What happened to Gao is just one example of targeted harassment efforts toward journalists—something that the Canadian Association of Journalists (CAJ) is urging the Canadian government and law enforcement officials to address. Exact statistics on journalist harassment are hard to find, acknowledges Brent Jolly, national director of the CAJ, as there is currently no centralized method of tracking threats.
Just two years prior to Gao’s incident, in June 2018, Surrey talk show host Ashiana Khan was shot at in her car after speaking out against local gang violence. This incident only amplified the danger of being an outspoken media figure in B.C.
For Gao, the ongoing harassment he endured came to a climax on Nov. 25, 2020, when the protesters launched an unprovoked attack on Gao’s friend Louis Huang. The assault was caught on Gao’s security camera, and shows two protesters dragging Huang to the ground and repeatedly kicking him in the body and head, just outside Gao’s residence.

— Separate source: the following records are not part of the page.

PR #379, opened 2019-06-15
feat(html pipe): Default pipeline should include <section/>s

### LINKED ISSUE #279: Default pipeline should include <section/>s

ramboz:
Include proper sections in the HTML pipeline instead of plain `<hr>` sectioning

BREAKING CHANGE:
- Remove `context.content.sections` and move the sections directly under
`context.content.mdast`
- Adjust json schemas accordingly
- Move the section yaml meta info to `<node>.meta`
- Move the section types to the mdast `<node>.meta.types`

Is dependent on adobe/helix-cli#1037

fix #279

### DIFF
--- a/docs/content.schema.json
+++ b/docs/content.schema.json
@@ -46,7 +46,7 @@
             "description": "The XML object to emit. See xmlbuilder-js for syntax."
         },
         "meta": {
-            "$ref": "https://ns.adobe.com/helix/pipeline/meta#/definitions/meta/properties/meta"
+            "$ref": "https://ns.adobe.com/helix/pipeline/meta#/definitions/meta"
         },
         "title": {
             "$ref": "https://ns.adobe.com/helix/pipeline/meta#/definitions/meta/properties/title"
--- a/docs/content.schema.json
+++ b/docs/content.schema.json
@@ -33,13 +33,6 @@
         "mdast": {
             "$ref": "https://ns.adobe.com/helix/pipeline/mdast"
         },
-        "sections": {
-            "type": "array",
-            "description": "The extracted sections of the document",
-            "items": {
-                "$ref": "https://ns.adobe.com/helix/pipeline/section"
-            }
-        },
         "document": {
             "type": "object",
             "description": "The DOM-compatible representation of the document's inner HTML"
--- a/docs/mdast.schema.md
+++ b/docs/mdast.schema.md
@@ -348,10 +348,9 @@ For code, a lang field can be present. It represents the language of computer co
 | `class`| string | Optional |
 | `image`| string | Optional |
 | `intro`| string | Optional |
-| `meta`| boolean | Optional |
 | `tagname`| string | Optional |
 | `title`| string | Optional |
-| `types`| boolean | Optional |
+| `types`| array | Optional |
 
 
 
@@ -422,26 +421,6 @@ Extracted first paragraph of the document
 
 
 
-#### meta
-
-When set to `true`, will output the additional meta properties as data attributes (i.e. `'foo = bar'` will become `data-hlx-foo='bar'`)
-
-`meta`
-
-* is optional
-* type: `boolean`
-
-##### meta Type
-
-
-`boolean`
-
-
-
-
-
-
-
 #### tagname
 
 The element tag name to use for the section instead of the default `div` one (i.e. `section`, `main`, `aside`)
@@ -488,17 +467,26 @@ Extracted title of the document
 
 #### types
 
-When set to `true`, will output the section types as additional CSS classes (i.e. `class='hlx-section has-image has-heading'`)
+The inferred class names for the section
 
 `types`
 
 * is optional
-* type: `boolean`
+* type: `string[]`
+
 
 ##### types Type
 
 
-`boolean`
+Array type: `string[]`
+
+All items must be of the type:
+`string`
+
+
+
+
+
 
 
 
--- a/docs/mdast.schema.md
+++ b/docs/mdast.schema.md
@@ -27,9 +27,11 @@ A node in the Markdown AST
 | [data](#data) | `object` | Optional  | No | MDAST (this schema) |
 | [depth](#depth) | `integer` | Optional  | No | MDAST (this schema) |
 | [identifier](#identifier) | `string` | Optional  | No | MDAST (this schema) |
+| [image](#image) | `string` | Optional  | Yes | MDAST (this schema) |
+| [intro](#intro) | `string` | Optional  | Yes | MDAST (this schema) |
 | [label](#label) | `string` | Optional  | No | MDAST (this schema) |
 | [lang](#lang) | `string` | Optional  | Yes | MDAST (this schema) |
-| [meta](#meta) | `string` | Optional  | Yes | MDAST (this schema) |
+| [meta](#meta) | `object` | Optional  | Yes | MDAST (this schema) |
 | [ordered](#ordered) | `boolean` | Optional  | No | MDAST (this schema) |
 | [payload](#payload) | `object` | Optional  | No | MDAST (this schema) |
 | [position](#position) | Position | Optional  | No | MDAST (this schema) |
@@ -38,6 +40,7 @@ A node in the Markdown AST
 | [start](#start) | `integer` | Optional  | Yes | MDAST (this schema) |
 | [title](#title) | `string` | Optional  | Yes | MDAST (this schema) |
 | [type](#type) | `enum` | Optional  | No | MDAST (this schema) |
+| [types](#types) | `string[]` | Optional  | No | MDAST (this schema) |
 | [url](#url) | `string` | Optional  | No | MDAST (this schema) |
 | [value](#value) | `string` | Optional  | No | MDAST (this schema) |
 
@@ -147,6 +150,26 @@ A checked field can be present. It represents whether the item is done (when tru
 
 Array type: `array`
 
+All items must be of the type:
+
+**One** of the following *conditions* need to be fulfilled.
+
+
+#### Condition 1
+
+
+* []() – `https://ns.adobe.com/helix/pipeline/mdast`
+
+
+#### Condition 2
+
+
+* []() – `https://ns.adobe.com/helix/pipeline/section#/definitions/section`
+
+
+  
+
+
 
 
 
@@ -219,6 +242,49 @@ For associations, an identifier field must be present. It can match an identifie
 
 
 
+## image
+
+Path (can be relative) to the first image in the document
+
+`image`
+
+* is optional
+* type: `string`
+* defined in this schema
+
+### image Type
+
+
+`string`, nullable
+
+* format: `uri-reference` – URI Reference (according to [RFC3986](https://tools.ietf.org/html/rfc3986))
+
+
+
+
+
+
+## intro
+
+Extracted first paragraph of the document
+
+`intro`
+
+* is optional
+* type: `string`
+* defined in this schema
+
+### intro Type
+
+
+`string`, nullable
+
+
+
+
+
+
+
 ## label
 
 For associations, a label field can be present. It represents the original value of the normalised identifier field.
@@ -263,19 +329,22 @@ For code, a lang field can be present. It represents the language of computer co
 
 ## meta
 
-For code, if lang is present, a meta field can be present. It represents custom information relating to the node.
+Extracted metadata from the frontmatter of the document
 
 `meta`
 
 * is optional
-* type: `string`
+* type: `object`
 * defined in this schema
 
 ### meta Type
 
 
-`string`, nullable
+`object`, nullable, with following properties:
 
+
+| Property | Type | Required |
+|----------|------|----------|
 
 
 
@@ -407,7 +476,7 @@ Starting item of the list
 
 ## title
 
-For resources, a title field can be present. It represents advisory information for the resource, such as would be appropriate for a tooltip.
+Extracted title of the document
 
 `title`
 
@@ -470,6 +539,33 @@ The value of this property **must** be equal to one of the [known values below](
 | `embed` | Content embedded from another page, identified by the `url` attribute. |
 | `section` | A section within the document. Sections serve as a high-level structure of a single markdown document and can have their own section-specific front matter metadata. |
 | `listItem` |  |
+
+
+
+
+## types
+
+The inferred class names for the section
+
+`types`
+
+* is optional
+* type: `string[]`
+* defined in this schema
+
+### types Type
+
+
+Array type: `string[]`
+
+All items must be of the type:
+`string`
+
+
+
+
+
+
 
 
 
--- a/docs/mdast.schema.md
+++ b/docs/mdast.schema.md
@@ -23,7 +23,7 @@ A node in the Markdown AST
 | [align](#align) | `enum[]` | Optional  | No | MDAST (this schema) |
 | [alt](#alt) | `string` | Optional  | Yes | MDAST (this schema) |
 | [checked](#checked) | `boolean` | Optional  | Yes | MDAST (this schema) |
-| [children](#children) | MDAST | Optional  | No | MDAST (this schema) |
+| [children](#children) | `array` | Optional  | No | MDAST (this schema) |
 | [data](#data) | `object` | Optional  | No | MDAST (this schema) |
 | [depth](#depth) | `integer` | Optional  | No | MDAST (this schema) |
 | [identifier](#identifier) | `string` | Optional  | No | MDAST (this schema) |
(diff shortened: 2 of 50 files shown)


ramboz:
Trying to gather some early feedback to validate the approach before spending too much time on re-writing the tests

src/html/get-metadata.js
```diff
@@ -19,7 +19,7 @@ const {
 
 function yaml(section) {
   const yamls = selectAll('yaml', section);
-  section.meta = obj(flat(map(yamls, ({ payload }) => payload)));
+  section.meta = Object.assign({}, obj(flat(map(yamls, ({ payload }) => payload))));
```
trieloff: Why the additional `Object.assign`?

src/html/split-sections.js
```diff
@@ -11,8 +11,15 @@
  */
 
 const between = require('unist-util-find-all-between');
+const { selectAll } = require('unist-util-select');
+const { flat, obj, map } = require('@adobe/helix-shared').sequence;
```
trieloff: I'd import `@adobe/ferrum` directly

src/html/get-metadata.js
```diff
@@ -144,7 +144,8 @@ function fallback(section) {
 }
 
 function getmetadata({ content }, { logger }) {
-  const { sections } = content;
+  const { mdast: { children } } = content;
+  const sections = children.filter(node => node.type === 'root');
```
trieloff: Can this work? Below, you are changing the type to `section`.

src/html/split-sections.js
```diff
@@ -25,18 +32,25 @@ function split({ content }) {
...
   // but filter out empty section
     .filter(([start, end]) => start !== end)
   // then return all nodes that are in between
     .map(([start, end]) => {
     // skip 'thematicBreak' nodes
       const index = mdast.children[start].type === 'thematicBreak' ? start + 1 : start;
-      return {
-        type: 'root',
+      const section = {
+        type: 'section',
```
trieloff: New node type is a good idea.

src/schemas/mdast.schema.json
```diff
@@ -76,15 +77,21 @@
         "imageReference": "A pointer to an image",
         "footnote": "A footnote",
         "footnoteReference": "A reference to a footnote",
-        "embed": "Content embedded from another page, identified by the `url` attribute."
+        "embed": "Content embedded from another page, identified by the `url` attribute.",
+        "section": "The extracted sections of the document"
```
trieloff:
```suggestion
        "section": "A section within the document. Sections serve as a high-level structure of a single markdown document and can have their own section-specific front matter metadata."
```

Further frustrating for Gao is the overall lack of police response from Surrey RCMP. He compares his experience with that of Premier John Horgan, who was targeted by environmental protest organization Extinction Rebellion outside his home in February 2020. In that case, the protesters were swiftly forced away by police, with three members of the group being arrested for mischief.
“This protest lasted for 77 days. So this is extraordinary,” says Gao. “And compared to what happened in front of Premier Horgan’s home, where protesters got arrested right away and detained. But the police in Surrey—the RCMP—they allowed such harassment to continue in a cul-de-sac where residents didn’t have any opportunity, didn’t have any avenues. So [myself] and Mr. Huang are very disappointed.”
In response to Gao’s critcism over how his experience with harassment was handled, the Surrey RCMP told the Langara Journalism Review they were not able to provide any comment as assault charges were laid in this investigation and the file is now going before the courts.
“We do however sympathize with the complainant and the area residents who were affected by the protestors,” wrote the Surrey RCMP in an unsigned email statement. “If someone feels that they were treated unfairly, they can make a complaint through the Surrey RCMP website and it will be investigated.”
Jolly is very aware of the dangerous environment that exists for journalists and public figures in the media spotlight. And he says that there are efforts underway by the CAJ to address the growing issue of harassment.
“I do think that there is an acknowledgement by those in leadership (of media organizations) that they have a role to play in protecting their employees from the deluge of hateful messages or harassing content,” Jolly says.
For all the recent progress, much more can and should be done to protect journalists just doing their job, he says: “There’s still a long way to go.”